Executive producer Alithia sits with her head in hands, staring down into a cup of tea. She has been sat in that position for so long that the beverage has been drained of any heat and sits stone cold beneath her. Elpis has slim fingers poised and ready to type over a laptop keyboard but no ideas arrive to fill the void of the blank computer screen in front of him. Instead he sits in the bizarre contradiction of appearing both constantly on the brink of action and painfully still. Pandora has given up on the meeting entirely and has taken to tracing the path of distant traffic through the window overlooking the city with an expression that says she'd rather be far, far away. The only movement in the room comes from Kalea constantly crossing one thumb over the other of her clasped hands, decorated with a collection of rings that jingle along with the motion. Nobody even has the heart to snap at her.

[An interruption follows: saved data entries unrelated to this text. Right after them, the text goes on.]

PR #1792, opened 2022-06-02
Add configurable k0s launch modes for integration tests

s0j:
## Description

In integration tests, you can now control how `k0s` will be launched,
either `standalone` (the default), or `openrc`.

This new `openrc` launch mode will start `k0s` via an openrc service.
The main motivation behind this is for the enabling of autopilot
integration tests which will need `k0s` to terminate and restart,
all handled by the service.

"It is a disaster." This is the most Alithia has been able to say since learning that their biggest celebrity - and any hope of drawing in viewing figures to save the show from cancellation - has refused participation. Now they are short of options. Year after year, series after series, has left the pool of possible housemates drained of everything but the dregs. She tucks a few loose strands of straight black hair behind her ears and returns to glaring at the cup of tea as if it has in some way personally offended her.

"We know," Elpis sighs. He's finding it hard to contain the bitter mix of frustration, disappointment and boredom swirling amongst his thoughts. Being reminded of the dire situation only sets off another flare of thinly veiled exasperation and he slams a pale fist onto the table and rubs at his eyes. More coffee is needed.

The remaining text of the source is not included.